Beranda Berita Nasional Ditjen Minerba: Dari 4.500 Izin Tambang, Hanya 10% Perusahaan yang Paham ESG

Ditjen Minerba: Dari 4.500 Izin Tambang, Hanya 10% Perusahaan yang Paham ESG

85
0
Sekretaris Direktorat Jenderal Mineral dan Batubara Kementerian Energi dan Sumber Daya Mineral, Siti Sumilah Rita Susilawati. Foto: MNI/Tubagus Rachmat

NIKEL.CO.ID, JAKARTA – Direktorat Jenderal Mineral dan Batubara (Ditjen Minerba) Kementerian Energi dan Sumber Daya Mineral (ESDM) mengungkapkan bahwa dari sekitar 4.500 pemegang izin usaha pertambangan (IUP) di Indonesia, kurang dari 10% yang memahami dan menerapkan prinsip environmental, social, and governance (ESG) dalam operasionalnya.

Sekretaris Ditjen Minerba Kementerian ESDM, Siti Sumilah Rita Susilawati, mengatakan sebagian besar perusahaan yang memahami ESG berasal dari kalangan perusahaan besar. Sementara itu, mayoritas perusahaan tambang skala kecil masih belum memiliki pemahaman yang memadai terhadap aspek keberlanjutan tersebut.

“Sebagai gambaran, kita punya 4.500 izin usaha pertambangan. Barangkali yang memahami aspek ESG itu kurang dari 10%, yang besar-besar. Sisanya adalah izin usaha pertambangan yang kecil-kecil, yang bahkan nggak paham. Itu tantangan kita,” ujar Siti, Selasa (14/10/2025).

https://minerbaexpo.com/

Menurut Siti, penerapan prinsip-prinsip ESG pada subsektor pertambangan minerba dibutuhkan untuk pengendalian dampak terhadap lingkungan dan sosial. Ia menekankan bahwa penerapan ESG merupakan tantangan sekaligus peluang bagi keberlanjutan usaha dan peningkatan daya saing sektor pertambangan di Indonesia.

Sekretaris Umum Asosiasi Penambang Nikel Indonesia (APNI), Meidy Katrin Lengkey, menilai bahwa pemerintah perlu membuat payung hukum khusus untuk mempercepat penerapan ESG di sektor tambang. Ia menegaskan, regulasi tersebut penting agar perusahaan memiliki kewajiban yang jelas dalam menjalankan prinsip keberlanjutan.

“Karena ESG ini harus diatur dalam aturan, regulasi. Karena kenapa? Berbicara punishment, berbicara sanksi, dan berbicara kewajiban. Itu saja sih. Jadi kita lagi kasih masukan ke pemerintah, mudah-mudahan bisa selesai,” ucap Meidy.

Meidy menambahkan bahwa penerapan ESG di Indonesia perlu disesuaikan dengan kondisi nasional, namun tetap dapat diterima oleh pasar internasional.

Sementara itu, Chief Executive Officer Landscape Indonesia, Agus Sari, menyampaikan bahwa posisi nikel dalam struktur ekonomi nasional semakin penting, seiring dengan peningkatan investasi dan ekspor komoditas tersebut.

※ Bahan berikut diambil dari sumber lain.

PR #948, opened 2022-01-07
Support multiple schedule file paths

joseph-robertson:
## Pull Request Description

Changes `SoftwareInfo/extension/SchedulesFilePath` to multiple `SoftwareInfo/extension/SchedulesFiles/SchedulesFile` elements with `Name` and `Path` child elements. See below. Likewise, the `SchedulesFile` class gets updated to import schedules from each file in `SchedulesFiles`.

```
  <SoftwareInfo>
    <extension>
      <SimulationControl>
        <Timestep>60</Timestep>
      </SimulationControl>
      <SchedulesFiles>
        <SchedulesFile>
          <Path>../../HPXMLtoOpenStudio/resources/schedule_files/smooth.csv</Path>
        </SchedulesFile>
        <SchedulesFile>
          <Path>../../HPXMLtoOpenStudio/resources/schedule_files/tank/hourly_setpoint_schedule.csv</Path>
        </SchedulesFile>
      </SchedulesFiles>
```

## Checklist

Not all may apply:

### DIFF
--- a/BuildResidentialScheduleFile/measure.rb
+++ b/BuildResidentialScheduleFile/measure.rb
@@ -64,7 +64,7 @@ class BuildResidentialScheduleFile < OpenStudio::Measure::ModelMeasure
 
     arg = OpenStudio::Measure::OSArgument.makeStringArgument('output_csv_path', true)
     arg.setDisplayName('Schedules: Output CSV Path')
-    arg.setDescription('Absolute (or relative) path of the csv file containing user-specified occupancy schedules.')
+    arg.setDescription('Absolute/relative path of the csv file containing user-specified occupancy schedules.')
     args << arg
 
     arg = OpenStudio::Measure::OSArgument.makeStringArgument('hpxml_output_path', true)
@@ -116,12 +116,19 @@ class BuildResidentialScheduleFile < OpenStudio::Measure::ModelMeasure
     # modify the hpxml with the schedules path
     doc = XMLHelper.parse_file(hpxml_path)
     extension = XMLHelper.create_elements_as_needed(XMLHelper.get_element(doc, '/HPXML'), ['SoftwareInfo', 'extension'])
-    schedules_filepath = XMLHelper.get_value(extension, 'SchedulesFilePath', :string)
-    if !schedules_filepath.nil?
-      runner.registerWarning("Overwriting existing SchedulesFilePath element: #{schedules_filepath}")
-      XMLHelper.delete_element(extension, 'SchedulesFilePath')
+    schedules_files = XMLHelper.get_elements(extension, 'SchedulesFiles')
+    if !schedules_files.empty?
+      runner.registerWarning('Overwriting existing SchedulesFiles.')
+      XMLHelper.delete_element(extension, 'SchedulesFiles')
     end
-    XMLHelper.add_element(extension, 'SchedulesFilePath', args[:output_csv_path], :string)
+    paths = { 'Occupancy' => args[:output_csv_path] }
+
+    schedules_files = XMLHelper.add_element(extension, 'SchedulesFiles')
+    paths.each do |name, path|
+      schedules_file = XMLHelper.add_element(schedules_files, 'SchedulesFile')
+      XMLHelper.add_element(schedules_file, 'Name', name, :string)
+      XMLHelper.add_element(schedules_file, 'Path', path, :string)
+    end
 
     # write out the modified hpxml
     hpxml_output_path = args[:hpxml_output_path]
@@ -129,10 +136,8 @@ class BuildResidentialScheduleFile < OpenStudio::Measure::ModelMeasure
       hpxml_output_path = File.expand_path(File.join(File.dirname(__FILE__), hpxml_output_path))
     end
 
-    if (hpxml_path != hpxml_output_path) || (schedules_filepath != args[:output_csv_path])
-      XMLHelper.write_file(doc, hpxml_output_path)
-      runner.registerInfo("Wrote file: #{hpxml_output_path}")
-    end
+    XMLHelper.write_file(doc, hpxml_output_path)
+    runner.registerInfo("Wrote file: #{hpxml_output_path}")
 
     return true
   end
--- a/HPXMLtoOpenStudio/resources/hpxml.rb
+++ b/HPXMLtoOpenStudio/resources/hpxml.rb
@@ -854,14 +854,19 @@ class HPXML < Object
   end
 
   class Header < BaseElement
+    def initialize(hpxml_object, *args)
+      @schedules_files = SchedulesFiles.new(hpxml_object)
+      super(hpxml_object, *args)
+    end
     ATTRS = [:xml_type, :xml_generated_by, :created_date_and_time, :transaction,
              :software_program_used, :software_program_version, :eri_calculation_version,
              :eri_design, :timestep, :building_id, :event_type, :state_code, :zip_code,
              :sim_begin_month, :sim_begin_day, :sim_end_month, :sim_end_day, :sim_calendar_year,
              :dst_enabled, :dst_begin_month, :dst_begin_day, :dst_end_month, :dst_end_day,
              :use_max_load_for_heat_pumps, :allow_increased_fixed_capacities,
-             :apply_ashrae140_assumptions, :energystar_calculation_version, :schedules_filepath]
+             :apply_ashrae140_assumptions, :energystar_calculation_version]
     attr_accessor(*ATTRS)
+    attr_reader(:schedules_files)
 
     def check_for_errors
       errors = []
@@ -888,6 +893,8 @@ class HPXML < Object
       end
 
       errors += HPXML::check_dates('Daylight Saving', @dst_begin_month, @dst_begin_day, @dst_end_month, @dst_end_day)
+
+      errors += @schedules_files.check_for_errors
 
       return errors
     end
@@ -948,10 +955,7 @@ class HPXML < Object
         XMLHelper.add_element(hvac_sizing_control, 'UseMaxLoadForHeatPumps', @use_max_load_for_heat_pumps, :boolean, @use_max_load_for_heat_pumps_isdefaulted) unless @use_max_load_for_heat_pumps.nil?
         XMLHelper.add_element(hvac_sizing_control, 'AllowIncreasedFixedCapacities', @allow_increased_fixed_capacities, :boolean, @allow_increased_fixed_capacities_isdefaulted) unless @allow_increased_fixed_capacities.nil?
       end
-      if not @schedules_filepath.nil?
-        extension = XMLHelper.create_elements_as_needed(software_info, ['extension'])
-        XMLHelper.add_element(extension, 'SchedulesFilePath', @schedules_filepath, :string) unless @schedules_filepath.nil?
-      end
+      @schedules_files.to_oga(software_info)
 
       building = XMLHelper.add_element(hpxml, 'Building')
       building_building_id = XMLHelper.add_element(building, 'BuildingID')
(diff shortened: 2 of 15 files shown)


shorowit:
@joseph-robertson Can we just make it one or more `SchedulesFilePath` elements at the same level (i.e., not inside a new parent element)? As you've proposed, it becomes a breaking change for software tools using OS-HPXML.

joseph-robertson:
> @joseph-robertson Can we just make it one or more `SchedulesFilePath` elements at the same level (i.e., not inside a new parent element)? As you've proposed, it becomes a breaking change for software tools using OS-HPXML.

```
  <SoftwareInfo>
    <extension>
      <SchedulesFilePath>../../HPXMLtoOpenStudio/resources/schedule_files/smooth.csv</SchedulesFilePath>
      <SchedulesFilePath>../../HPXMLtoOpenStudio/resources/schedule_files/stochastic.csv</SchedulesFilePath>
      ...
    </extension>
  </SoftwareInfo>
```
Like that? Schema permits that?

shorowit:
Yes, like that. This is inside an `extension` element so the HPXML schema doesn't restrict anything here, you can do anything that is valid XML.

shorowit:
Here's [a similar example](https://github.com/NREL/hescore-hpxml/blob/master/examples/house1_v3.xml#L60-L61) of doing this in an HPXML file.

shorowit:
Do we need error-checking for a column header that is duplicated?

tasks.rb
```diff
@@ -2505,11 +2505,11 @@ def apply_hpxml_modification(hpxml_file, hpxml)
...
     hpxml.header.allow_increased_fixed_capacities = true
   elsif ['base-schedules-detailed-stochastic.xml'].include? hpxml_file
-    hpxml.header.schedules_filepath = '../../HPXMLtoOpenStudio/resources/schedule_files/stochastic.csv'
+    hpxml.header.schedules_filepaths << '../../HPXMLtoOpenStudio/resources/schedule_files/stochastic.csv'
   elsif ['base-schedules-detailed-stochastic-vacancy.xml'].include? hpxml_file
-    hpxml.header.schedules_filepath = '../../HPXMLtoOpenStudio/resources/schedule_files/stochastic-vacancy.csv'
+    hpxml.header.schedules_filepaths << '../../HPXMLtoOpenStudio/resources/schedule_files/stochastic-vacancy.csv'
   elsif ['base-schedules-detailed-smooth.xml'].include? hpxml_file
-    hpxml.header.schedules_filepath = '../../HPXMLtoOpenStudio/resources/schedule_files/smooth.csv'
+    hpxml.header.schedules_filepaths << '../../HPXMLtoOpenStudio/resources/schedule_files/smooth.csv'
```
shorowit, line 2512: Hmm. Can we start calling the BuildResSchedule measure for these sample files so we don't have to manually modify the HPXML object?

workflow/sample_files/base-misc-defaults.xml
```diff
@@ -6,7 +6,9 @@
     <CreatedDateAndTime>2000-01-01T00:00:00-07:00</CreatedDateAndTime>
     <Transaction>create</Transaction>
   </XMLTransactionHeaderInformation>
-  <SoftwareInfo/>
+  <SoftwareInfo>
+    <extension/>
+  </SoftwareInfo>
```
shorowit, line 11: Can you update the HPXML class to prevent this change?

HPXMLtoOpenStudio/resources/schedules.rb
```diff
@@ -1333,52 +1378,89 @@ def get_external_file
...
-      ColumnPoolPump => false,
-      ColumnPoolHeater => false,
-      ColumnHotTubPump => false,
-      ColumnHotTubHeater => false,
-      ColumnHotWaterDishwasher => true,
-      ColumnHotWaterClothesWasher => true,
-      ColumnHotWaterFixtures => true,
-      ColumnVacancy => nil,
-    }
+    return SchedulesFile.OccupancyColumnNames
```
shorowit, line 1396: I don't understand... `ColumnNames` is the same as `OccupancyColumnNames`? What's the point?

HPXMLtoOpenStudio/resources/schedules.rb
```diff
@@ -1333,52 +1378,89 @@ def get_external_file
   end
 
   def set_vacancy
-    return unless @tmp_schedules.keys.include? 'vacancy'
-    return if @tmp_schedules['vacancy'].all? { |i| i == 0 }
+    return unless @tmp_schedules.keys.include? ColumnVacancy
+    return if @tmp_schedules[ColumnVacancy].all? { |i| i == 0 }
```
shorowit, line 1382: Happy to see these changes.

HPXMLtoOpenStudio/resources/hpxml.rb
```diff
@@ -948,9 +948,11 @@ def to_oga(doc)
         XMLHelper.add_element(hvac_sizing_control, 'UseMaxLoadForHeatPumps', @use_max_load_for_heat_pumps, :boolean, @use_max_load_for_heat_pumps_isdefaulted) unless @use_max_load_for_heat_pumps.nil?
         XMLHelper.add_element(hvac_sizing_control, 'AllowIncreasedFixedCapacities', @allow_increased_fixed_capacities, :boolean, @allow_increased_fixed_capacities_isdefaulted) unless @allow_increased_fixed_capacities.nil?
       end
-      if not @schedules_filepath.nil?
+      if not @schedules_filepaths.nil?
```
shorowit, line 951: Related to the base-misc-defaults.xml comment, maybe needs to be `if (not @schedules_filepaths.nil?) && (not @schedules_filepaths.empty?)`

shorowit (commented):
This looks pretty good, nice work @joseph-robertson. Just a few comments.

HPXMLtoOpenStudio/resources/schedules.rb
joseph-robertson: It's the setup for the `wh-geb` branch; eventually they won't be the same.

tasks.rb
joseph-robertson: This is tough. The `SchedulesFilePath` is relative the `workflow/sample_files` but it is also the path for exporting the schedules, relative `BuildResidentialScheduleFile/measure.rb`.

joseph-robertson: So, we could use an absolute path, but this would require that the sample files get updated on the ci...

shorowit: I don't follow what you mean by "but it is also the path for exporting the schedules, relative BuildResidentialScheduleFile/measure.rb". We definitely don't want to use an absolute path -- what works on your machine won't work on my machine.

BuildResidentialScheduleFile/measure.rb
```diff
@@ -96,6 +96,12 @@ def run(model, runner, user_arguments)
       fail "'#{hpxml_path}' does not exist or is not an .xml file."
     end
 
+    hpxml_output_path = args[:hpxml_output_path]
+    unless (Pathname.new hpxml_output_path).absolute?
+      hpxml_output_path = File.expand_path(File.join(File.dirname(__FILE__), hpxml_output_path))
+    end
+    args[:hpxml_output_path] = hpxml_output_path
```
shorowit, line 103: I know all you did was move some existing code around but... I really dislike seeing relative paths as interpreted relative to the measure itself. We need to stop doing that, it is totally confusing when the measure's location is unpredictable. I'm tempted to suggest that we should stop allowing relative paths for input/output paths in any measure. Does anyone ever really need that?

(On the other hand, for paths that end up _inside the HPXML file_, it makes complete sense to allow relative paths -- e.g., to point to a file that's in the same directory as the HPXML file itself.)

I suppose we don't have to address this now, but it might be as good a time as any.

tasks.rb
```diff
@@ -382,12 +382,16 @@ def create_hpxmls
...
       args = {}
+      sch_args = {}
       all_hpxml_files.each do |f|
-        set_measure_argument_values(f, args)
+        set_measure_argument_values(f, args, sch_args)
       end
 
+      measures = {}
+      measures['BuildResidentialHPXML'] = [args] if !args.empty?
+      measures['BuildResidentialScheduleFile'] = [sch_args] if !sch_args.empty?
```
shorowit, line 392: Awesome, thanks for making this change! 💯

workflow/tests/base_results/results.csv
```diff
@@ -310,8 +310,8 @@ base-pv-battery-outside-degrades.xml,34.98,8.43,14.53,0.0,0.0,0.0,0.0,0.0,0.0,0.
...
+base-schedules-detailed-stochastic.xml,35.08,35.08,15.16,0.0,0.0,0.0,0.0,0.0,0.0,0.39,3.55,0.69,9.16,0.0,0.0,4.51,0.0,0.33,0.0,0.0,0.0,0.0,2.22,0.0,0.0,0.32,0.37,1.51,1.53,0.0,2.12,8.38,0.0,0.0,0.0,0.0,0.0,0.0,0.0,0.0,15.16,0.0,0.0,0.0,0.0,0.0,0.0,0.0,0.0,0.0,0.0,0.0,0.0,0.0,0.0,0.0,0.0,0.0,0.0,0.0,0.0,0.0,0.0,0.0,0.0,0.0,0.0,0.0,0.0,0.0,0.0,0.0,0.0,0.0,0.0,0.0,0.0,0.0,0.0,0.0,0.0,0.0,0.0,0.0,0.0,0.0,0.0,0.0,0.0,0.0,0.0,0.0,0.0,0.0,0.0,0.0,14.33,11.6,9.23,0.61,0.0,0.0,0.0,1.0,4702.0,5523.0,31.07,21.49,0.0,3.88,3.98,0.54,3.99,0.71,-0.13,0.0,0.0,3.06,-0.1,5.49,0.0,0.83,0.0,3.46,-11.47,0.0,-0.02,-0.45,-0.01,3.83,-0.03,8.9,0.0,0.0,-6.01,-0.05,-1.14,-6.55,-0.16,0.0,3.07,10.27,1355.0,998.0,11397.0,2615.0
```
shorowit, line 314: Why did you have to make changes to these schedule files?

joseph-robertson: Well, we're calling BuildResidentialScheduleFile now to generate those files. Apparently they got updated. It appears the vacancy period is something other than Dec 15 - Jan 15 -- I'll look into `stochastic-vacancy.csv`. Not sure about `stochastic.csv`.

shorowit: Ah, right. Awesome! I hadn't even thought of the benefit that we'll now be ensuring that those files stay up to date (and seeing if they ever accidentally/incorrectly change).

“Perlu dilihat apakah pertumbuhan ekonomi dari nikel ini menyejahterakan masyarakat. Dengan aliran investasi sebesar ini, berapakah yang benar-benar dinikmati Indonesia?” kata Agus.

Ia menilai bahwa dampak ekonomi pertambangan nikel tidak bisa hanya diukur dari pertumbuhan atau ekspor, tetapi juga dari sejauh mana masyarakat sekitar tambang memperoleh manfaat ekonomi jangka panjang.

“Korporasi pengelola tambang dan pemerintah perlu memastikan bahwa operasional tambang yang telah berhenti tidak menimbulkan masalah ekonomi-sosial baru,” ujar Agus.

Dengan potensi besar yang dimiliki, Indonesia dinilai memiliki peluang untuk menjadi pusat industri nikel berkelanjutan dunia. Namun, tanpa penerapan ESG yang menyeluruh, posisi strategis itu berisiko kehilangan legitimasi di pasar global yang semakin menuntut praktik hijau. (Tubagus)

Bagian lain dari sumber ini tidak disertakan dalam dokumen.